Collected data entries
PR #5716, opened 2026-08-01
fix(server) #5711: an HTTP query no longer silently truncates at the serializer limit

### LINKED ISSUE #5711: HTTP query endpoint silently truncates at 20,000 rows: a truncated response is indistinguishable from a complete one
## Summary

`POST /api/v1/query/{db}` serializes at most `AbstractQueryHandler.DEFAULT_LIMIT` (20,000) rows, and a truncated response is indistinguishable from a complete one. Same `200`, same body shape, no flag, no returned count, no warning. The SQL `LIMIT` the caller wrote is silently overridden by the serializer's default.

This is the same shape as #5639, except the input that is accepted-and-ignored is the caller's own query rather than a METADATA key.

## Reproduction

30,000 documents, then the identical query over both surfaces:

```
SELECT i FROM R LIMIT 30000
```

| request | status | rows returned | response keys besides `result` |
|---|---|---|---|
| `{"language":"sql","command":"SELECT i FROM R LIMIT 30000"}` | 200 | **20,000** | `{"user":"root"}` |
| same + `"limit": 30000` | 200 | 30,000 | `{"user":"root"}` |
| same + `"limit": -1` | 200 | 30,000 | `{"user":"root"}` |
| embedded `db.query(...)`, same SQL | n/a | 30,000 | n/a |

Measured on `26.8.1.dev24`, in-process server, one process, so the two surfaces are the same engine instance over the same data.

## Why I think this is worth fixing

The cap itself is reasonable and I would not remove it. It is overridable per request, which is the right design. The problem is only that the caller cannot tell it happened.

What you are asked to do: Check each line of these records for the string "query" and state only how many lines have it.

Response to this exercise: 6